PR #3621, opened 2025-10-09
fix: resetting on global typography should only affect the current de…

### LINKED ISSUE #3550: Global mobile typography setting displays reset button on desktop
**Describe the bug**
When a global typography style is configured specifically for mobile viewports, a reset button appears in the desktop view. When you click reset in desktop, it also resets the mobile values.

**To Reproduce**
1. Go to Stackable Settings > Global Typography Typescale
2. Change into Mobile view and select 1.25 Major Third typescale
3. Switch into desktop view
4. See error (reset button on the 

**Expected behavior**
When a global typography style is configured specifically for mobile view, the styling should apply only to mobile view. When the reset button is clicked within the desktop view, it should only reset the typography settings specific to the desktop view.

**Screenshots**

https://github.com/user-attachments/assets/f9446246-82fd-406f-9326-d78d0e992e9e

Arukuen:
…vice type

fixes #3550 

## Summary by CodeRabbit

* Improvements
  * Typography resets are now device-aware, preserving selector-specific styles while clearing size and spacing only for the current device.
  * Default font family is applied based on the active font pair during reset for more consistent results.
  * Detection of when a reset is needed now respects per-device values, reducing unnecessary changes.

* Bug Fixes
  * Resolves inconsistencies where typography resets could unintentionally affect other devices or overlook device-specific settings.

### DIFF
--- a/src/plugins/global-settings/typography/index.js
+++ b/src/plugins/global-settings/typography/index.js
@@ -350,10 +350,29 @@ addFilter( 'stackable.global-settings.inspector', 'stackable/global-typography',
 
 	const resetStyles = selector => {
 		let newSettings = {}
-		const currentFontPair = getCurrentFontPair()
-		if ( ! isEditingFontPair && currentFontPair ) {
-			newSettings = { ...typographySettings, [ selector ]: currentFontPair.typography[ selector ] }
+
+		const deviceFontSizeKey = getDevicePropertyKey( 'fontSize', deviceType )
+		const deviceFontSizeUnitKey = getDevicePropertyKey( 'fontSizeUnit', deviceType )
+		const deviceLineHeightKey = getDevicePropertyKey( 'lineHeight', deviceType )
+		const deviceLetterSpacingKey = getDevicePropertyKey( 'letterSpacing', deviceType )
+
+		newSettings = {
+			...typographySettings,
+			[ selector ]: {
+				...typographySettings[ selector ],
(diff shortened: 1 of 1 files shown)


src/plugins/global-settings/typography/index.js
```diff
@@ -350,11 +350,30 @@ addFilter( 'stackable.global-settings.inspector', 'stackable/global-typography',
...
+		const deviceFontSizeKey = getDevicePropertyKey( 'fontSize', deviceType )
+		const deviceFontSizeUnitKey = getDevicePropertyKey( 'fontSizeUnit', deviceType )
+		const deviceLineHeightKey = getDevicePropertyKey( 'lineHeight', deviceType )
+		const deviceLetterSpacingKey = getDevicePropertyKey( 'letterSpacing', deviceType )
+
+		newSettings = {
+			...typographySettings,
+			[ selector ]: {
+				...typographySettings[ selector ],
+				fontFamily: getDefaultFontFamily( selector ),
```
bfintal, line 363: Since this is a reset, shouldn't the fontFamily be blank?

bfintal (changes requested):

src/plugins/global-settings/typography/index.js
Arukuen: The default font family depends on the currently selected font pair, which will be provided by `getDefaultFontFamily`.

PR #3624, opened 2025-10-09
Fix (color schemes): change selectors for color schemes

kaeizen:
## Summary by CodeRabbit

- New Features
  - Better Blocksy theme defaults for container heading/link colors.
  - Hover effects now respect container/background schemes in editor and frontend.
  - Frontend/editor logic optimized to handle empty color-scheme sets more efficiently.

- Bug Fixes
  - More consistent application of color schemes across blocks.
  - Editor body-class synchronization improved to keep preview and frontend aligned.

- Refactor
  - Unified color-scheme targeting to a configurable selector and grouped scheme-aware hover/background rules.

### DIFF
--- a/src/compatibility/blocksy/style.scss
+++ b/src/compatibility/blocksy/style.scss
@@ -1,0 +1,6 @@
+// Use Blocksy theme colors as fallback defaults for container color schemes.
+// These defaults apply when the default container color scheme is unset, but background or custom schemes exist.
+:where(.stk--is-blocksy-theme.stk--has-container-scheme) {
+	--stk-default-heading-color: var(--theme-heading-color, var(--theme-heading-2-color, var(--theme-headings-color)));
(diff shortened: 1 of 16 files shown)


src/compatibility/blocksy/style.scss
bfintal, line 1: Do we still need this since the color scheme selectors won't anymore add styles when color schemes are not used?

kaeizen: This fix is necessary because the `--stk-default-heading-color` and `--stk-default-link-color` variables become undefined when using Blocksy.

Image

The variables above define default colors for containers when background or custom color schemes exist, but no container (or base) scheme is set. They prevent containers from unintentionally inheriting colors from the background scheme, as shown in the design library.

Image

Here’s how a heading block inside a container looks without these styles:

Image

And here’s the expected appearance once they're added:

Image

PR #3648, opened 2025-11-26
fix (icon list): don't override custom icon colors

### LINKED ISSUE #3512: Icon List Block - Multi-colored SVGs appear as solid black due to CSS fill override
**Describe the bug**
Multi-colored SVG icons (such as Noto Color Emoji) appear as solid black when used in the Icon List block. The `fill ` rule overrides the internal colors of the SVG and forcing a single-color fill.

**To Reproduce**
1. Add a page
2. Add an Icon List Block
3. Change the icon into any Noto Color Emoji
4. See error (icon turns into black)

**Expected behavior**
Multi-colored SVG icons should retain their original colors when displayed in the Icon List block

**Screenshots**

https://github.com/user-attachments/assets/7822be6e-4201-4235-a5b5-5b73a33b01ef

kaeizen:
fixes #3512 

## Summary by CodeRabbit

* **New Features**
  * Added a "Use Custom Icon Color" toggle in the icon list block settings to let editors opt icons out of the block's default color styling.

* **Style**
  * Improved icon styling so custom-colored icons retain their chosen colors while standard icons continue to receive the block's color treatment.

<sub>✏️ Tip: You can customize this high-level summary in your review settings.</sub>

### DIFF
--- a/src/block/icon-list-item/style.scss
+++ b/src/block/icon-list-item/style.scss
@@ -16,12 +16,6 @@
 		border-width: 1px;
 		border-color: rgba(0, 0, 0, 0.4);
 	}
-
-	// Apply the color to the SVG path on the defintion
-	svg.ugb-custom-icon :is(g,path,rect,polygon,ellipse) {
-		fill: var(--stk-icon-list-marker-color) !important;
-		color: var(--stk-icon-list-marker-color) !important;
-	}
 }
 
 .stk-block-icon-list-item__content {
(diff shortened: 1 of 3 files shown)


bfintal (changes requested):
This change will affect existing sites and will remove the currently functionality of allowing custom icons to be colorized.

Instead of doing this change for all, maybe we can add an option in the color settings to retain the original colors of custom uploaded icons

PR #3649, opened 2025-11-26
fix (posts block): fix image width in horizontal block styles

### LINKED ISSUE #3554: Posts Block - formatting breaks on Horizontal and Horizontal 2 Layout
**Describe the bug**
The Text content in the Posts block becomes compressed vertically inside the column and the image is stretched (width is not applied)

**To Reproduce**
1. Add a page
2. Add a two-column Columns Block
3. On the other column, add a Posts block
4. Change image width into 300px
5. See error (formatting breaks)

**Expected behavior**
The Horizontal and Horizontal 2 layout should display the posts properly

**Screenshots**

Image

Image

kaeizen:
fixes #3554 

## Summary by CodeRabbit

* **Bug Fixes**
  * Improved image sizing in horizontal and list post layouts: linked images that use percentage-based widths now preserve their intended display and sizing, avoiding incorrect width reduction and delivering more consistent visuals across layout modes.

<sub>✏️ Tip: You can customize this high-level summary in your review settings.</sub>

### DIFF
--- a/src/block/posts/style.js
+++ b/src/block/posts/style.js
@@ -281,26 +281,13 @@ Image.addStyles( blockStyles, {
 		const blockStyle = getBlockStyle( variations, className )
 		return ! [ 'list', 'horizontal', 'horizontal-2', 'portfolio', 'portfolio-2', 'vertical-card-2' ].includes( blockStyle?.name )
 	},
-	saveEnableWidthCallback: getAttribute => {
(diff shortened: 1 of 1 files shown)


bfintal (changes requested):
Looks like the original behavior is we disallowed the width option for horizontal layouts. Not sure if this is the right fix for this because we disabled it for a reason.

PR #3684, opened 2026-02-19
fix: fix lazy-loaded images in safari

Arukuen:
## Summary by CodeRabbit

* **Bug Fixes**
  * Fixed rendering issues for lazy‑loaded images in Safari on iOS/macOS to reduce flicker and improve visual stability.
  * Improved perceived performance for images that load lazily in affected Safari versions.

### DIFF
--- a/src/block-components/image/style.scss
+++ b/src/block-components/image/style.scss
@@ -71,7 +71,7 @@
 	}
 }
 
-// This is needed to fix the images rendering as lines when lazy-loaded in Safari.
+// This is needed to fix the images rendering as lines when lazy-loaded in Safari. We target only the known issue here based on lazy loading from another plugin so as not to affect other uses of the image
 // Targets Safari 9+ on iOS and macOS, works as of late 2025.
 @supports (font: -apple-system-body) {
 	img.stk-img.lazyloaded {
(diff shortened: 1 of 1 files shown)


src/block-components/image/style.scss
```diff
@@ -70,3 +70,11 @@
 		border-radius: 9999px !important;
 	}
 }
+
+// This is needed to fix the images rendering as lines when lazy-loaded in Safari.
+// Targets Safari 9+ on iOS and macOS, works as of late 2025.
+@supports (font: -apple-system-body) {
+	img.stk-img {
```
bfintal:
```suggestion
	img.stk-img.lazyloaded {
```

src/block-components/image/style.scss
```diff
@@ -70,3 +70,11 @@
 		border-radius: 9999px !important;
 	}
 }
+
+// This is needed to fix the images rendering as lines when lazy-loaded in Safari.
```
bfintal:
```suggestion
// This is needed to fix the images rendering as lines when lazy-loaded in Safari. We target only the known issue here based on lazy loading from another plugin so as not to affect other uses of the image
```

PR #3655, opened 2025-12-03
Fixed WordPress minimum required version number to 6.8.2

DAnn2012:
Hello @bfintal

Fixed WordPress minimum required version number to 6.8.2

Thanks.

## Summary by CodeRabbit

* **Documentation**
  * Updated installation “Minimum Requirements” to require WordPress **6.8.2+** (was **6.5.5+**).
  * Refreshed the **3.19.7** changelog text to correct spelling in “Posts block” bullet items (keeping existing issue references).

PR #3637, opened 2025-11-02
Fixed Text Domain in attributes.php

DAnn2012:
Fixed Text Domain in attributes.php

## Release Notes

This update contains internal maintenance improvements with no visible changes to end-user functionality. The blog posts component has been updated to use standardized configuration for localization handling, ensuring consistent translation practices across the application.

* **Chores**
  * Updated internal localization configuration for blog posts component

PR #3636, opened 2025-11-02
Fix: Update translation function in map example block

DAnn2012:
Fixed Function in example.js

## Summary by CodeRabbit

* **Chores**
  * Updated translation handling in the Map block example for improved consistency.

PR #3690, opened 2026-03-11
fix: prevent shifting in safari

### LINKED ISSUE #3687: Icon Block - icon shifts position on hover in Safari when gradient background is applied to both normal and hover states
**Describe the bug**
When a gradient background is applied to an icon in both the normal and hover states, the icon shifts or “moves” slightly when hovered in Safari.

**To Reproduce**
1. Add a Button block
2. Add an Icon within the button block
3. For the Button color, add a gradient color for Normal State and Hovered State
4. See error in Safari (icon is shifting)

**Expected behavior**
When a gradient background is applied to both the normal and hover states of a button, the icon should stay in place on hover.

**Screenshots**

https://github.com/user-attachments/assets/8dd5830f-16f9-47b2-aee1-7e070e1caea2

Arukuen:
fixes #3687 

## Summary by CodeRabbit

* **Style**
  * Optimized button rendering to reduce visual layout shifts during interactions, with enhanced stability for Safari browsers.

### DIFF
--- a/src/block/button/style.scss
+++ b/src/block/button/style.scss
@@ -28,3 +28,12 @@
 		box-sizing: border-box;
 	}
 }
+
+// Force Safari to render the SVG on its own layer to prevent shifting
+// during parent transition.
+// @see https://github.com/gambitph/Stackable/issues/3687
+@supports (font: -apple-system-body) {
+	.stk-button svg {
+		will-change: transform;
+	}
+}


bfintal (changes requested):
Since the issue only lies when the button has a **gradient background**, this fix should only apply during that scenario, you can use a class check to only apply the fix to buttons with gradient backgrounds

Arukuen:
@bfintal 
The issue always happens as long as there is an icon, regardless of whether the button has a gradient background or not.

https://github.com/user-attachments/assets/4f39c0f2-9367-4351-bd17-861d6d6c38d3

DAnn2012:
Hello @bfintal 

I'd like to ask you, even if it's off-topic, to also take a look at this my PRs #3636 #3637 #3655 

Thanks.

PR #3691, opened 2026-03-19
fix: transform on <g> instead of <svg> as a safari fix

### LINKED ISSUE #3650: Image Block - vertical/horizontal flip shape not working properly on mobile view
**Describe the bug**
The Image Block Vertical Flip and Horizontal Shape Flip options are not behaving correctly on mobile devices. The image does not flip at all compared to desktop to view.

**To Reproduce**
1. Add a page
2. Add Image block and add image
3. Select Image shape Blob 1
4. Enable Flip Shape Horizontally/Vertically
5. See error (on desktop view its correct, on mobile view its incorrect)

**Expected behavior**
When applying Vertical Flip or Horizontal Shape Flip to the Image Block, the image should consistently display the flipped orientation across all devices. 

**Screenshots**
Desktop view:
Image

Mobile view:

Image

Arukuen:
fixes #3650

Safari doesn't support transform on the root <svg> element when used as a CSS mask. The fix is to wrap the content in a <g> and apply the transform there instead.

## Summary by CodeRabbit

* **Bug Fixes**
  * Fixed flipped image-shape rendering so horizontal and vertical flips now display consistently across contexts by embedding the flip into the image data. This resolves cases where flipped shapes appeared incorrect or misaligned, preserving intended appearance and layout.

### DIFF
--- a/src/block-components/image/get-shape-css.js
+++ b/src/block-components/image/get-shape-css.js
@@ -30,9 +30,32 @@ export const getShapeCSS = ( shape, shapeFlipX, shapeFlipY, shapeStretch ) => {
 	const MaskImage = getShapeSVG( shape )
 	const MaskComp = <MaskImage
 		preserveAspectRatio={ ! [ '', 'square' ].includes( shape ) && shapeStretch ? 'none' : undefined }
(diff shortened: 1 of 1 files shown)


bfintal:
@malalacharm will have to check whether this PR will produce errors in existing blocks that 1) do not encounter the problem, and 2) encounter the problem

PR #3745, opened 2026-08-18
fix: add custom attributes for generated links

### LINKED ISSUE #3743: Image Block - add an accessibility label input to the link settings
**Describe the bug**
The Image/Image Box block fails accessibility audits when a link is applied to the block.

Image Box block: Has an aria-label, but it is incorrectly placed on the outer `<div>`
Image block: The linked `<a>` has no aria-label at all

**To Reproduce**
1. Add an Image Block
2. Add a Link to the block
3. Check on frontend
4. See error in Lighthouse ""Links must have discernible text"

**Expected behavior**
When a value is provided, the accessibility label should be applied directly to the generated `<a>` element, ensuring that the link has a discernible and accessible name.

For the Image Box block, the label should no longer be applied only to the outer `<div>` container. For the Image block, the label should be added to the linked `<a>` element.

Arukuen:
fixes #3743

## Summary
- Replaces the dedicated link accessibility label field with a second Custom Attributes input that writes to the generated `<a>`, not the outer block wrapper.
- Users can add `aria-label="Learn more"` (or any other HTML attribute) under **Advanced > Custom Attributes > Link Custom Attributes**.
- Image and Icon apply `linkCustomAttributes` through `Link.Content`. Image Box and other block-link blocks apply `blockLinkCustomAttributes` through `BlockLink.Content`.

Existing block Custom Attributes stay on the wrapper. Move `aria-label` into the new link field when the label needs to sit on the anchor for accessibility audits.

## Test plan
- [ ] Image: add a link, set `aria-label="..."` in Link Custom Attributes, confirm it is on the image `<a>` on the frontend (not the wrapper `div`).
- [ ] Image Box: add a block link, set `aria-label="..."` in Link Custom Attributes, confirm it is on the overlay `<a>` (not the outer `div`).
- [ ] Block Custom Attributes still apply only to the block wrapper.
- [ ] Other block-link blocks (Card, Column, Call to Action, etc.) get the same link field and output.
- [ ] Blocks without a generated link still show a single Custom Attributes field.

### DIFF
--- a/src/block-components/block-link/index.js
+++ b/src/block-components/block-link/index.js
@@ -29,6 +29,7 @@ BlockLink.Content = props => {
 			target={ attributes.blockLinkNewTab ? '_blank' : '' }
 			rel={ attributes.blockLinkRel || undefined }
 			title={ attributes.blockLinkTitle || undefined }
+			aria-label={ attributes.blockLinkAriaLabel || undefined }
 			aria-hidden={ isHidden ? 'true' : undefined }
 			tabindex={ isHidden ? '-1' : undefined }
 		/>
--- a/src/block-components/helpers/link/attributes.js
+++ b/src/block-components/helpers/link/attributes.js
@@ -50,4 +50,19 @@ export const addLinkAttributes = ( attrObject, attrNameTemplate = '%s', selector
 		versionAdded: '3.0.0',
 		versionDeprecated: '',
 	} )
+
+	attrObject.add( {
+		attributes: {
+			ariaLabel: {
+				type: 'string',
+				source: 'attribute',
+				selector,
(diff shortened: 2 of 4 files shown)


bfintal:
@Arukuen doesn't custom attributes already handle this? can't we specify `aria-label="value"` already in there?

Arukuen:
@bfintal

Custom Attributes can accept aria-label="value", but applies it to the block’s outer BlockDiv, not to a nested link. This PR adds an option to apply the label directly to the link, which is why it appears under Advanced > Link.

bfintal:
@Arukuen I think better if we add another custom attributes field (can be below the existing one), but this time this will be for the actual link html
──────
Problem statement —
Whenever a line of the listing above holds the word "single", copy that line.

Output below —
Multi-colored SVG icons (such as Noto Color Emoji) appear as solid black when used in the Icon List block. The `fill ` rule overrides the internal colors of the SVG and forcing a single-color fill.
- [ ] Blocks without a generated link still show a single Custom Attributes field.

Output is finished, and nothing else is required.